TASK TO COMPLETE:
What is the number of lines in the data below that hold the word "null"? Give nothing beyond that number.

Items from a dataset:
PR #2270, opened 2016-06-26
Allow apps:destroy when not in a project

guillaumewuip:
Previously, when not in a git project with a `dokku` remote, `dokku apps:destroy` failed because of `git remote remove dokku` error status.

### DIFF
--- a/contrib/dokku_client.sh
+++ b/contrib/dokku_client.sh
@@ -33,6 +33,14 @@ client_help_msg() {
   exit 20 # exit with specific status. only used in units tests for now
 }
 
+is_git_repo() {
+    git rev-parse &>/dev/null
+}
+
+has_dokku_remote() {
+    git remote show dokku &>/dev/null
+}
+
 if [[ -z $DOKKU_HOST ]]; then
   if [[ -d .git ]] || git rev-parse --git-dir > /dev/null 2>&1; then
     DOKKU_HOST=$(git remote -v 2>/dev/null | grep -Ei "^dokku" | head -n 1 | cut -f1 -d' ' | cut -f2 -d '@' | cut -f1 -d':' 2>/dev/null || true)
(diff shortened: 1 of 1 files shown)


michaelshobbs:
How does heroku behave in this situation? 

This client is intended to mimic the official Heroku behaviors and so we should definitely do what they do here.

guillaumewuip:
heroku seems to give us two commands : 
```
$ heroku help
    ...
    apps:delete                    #  permanently destroy an app
    apps:destroy --app APP         #  permanently destroy an app
    ...
```


I've just tested `heroku apps:destroy --app <app>` outside any project and it works :

capture d ecran 2016-06-26 a 17 50 14

michaelshobbs:
Does it end up leaving the remote in your git repo?

guillaumewuip:
In case I use `heroku apps:delete` in the projet repo, yes : 
capture d ecran 2016-06-26 a 18 04 57

michaelshobbs:
Ok I expect that behavior. Does it leave the remote in the repo if you delete the app from another directory?

guillaumewuip:
Yes the `heroku` is not touched when destroying the app from another directory :
capture d ecran 2016-06-26 a 18 10 45

michaelshobbs:
Excellent! Let me get these tests running again and we'll get this merged. 

Thanks for contributing!

guillaumewuip:
@michaelshobbs thanks !

michaelshobbs:
Looks like there is a bug here. Though I'm not 100% certain why based on the diff. If you have time to debug that would be great otherwise I can look at it later.

contrib/dokku_client.sh
```diff
@@ -81,7 +89,7 @@ if [[ ! -z $DOKKU_HOST ]]; then
         fi
         ;;
     apps:destroy)
-      git remote remove dokku
+      is_git_repo && has_dokku_remote && remote remove dokku
```
josegonzalez: This is missing the `git` part of the `remote remove dokku` call.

OUTPUT BELOW:
4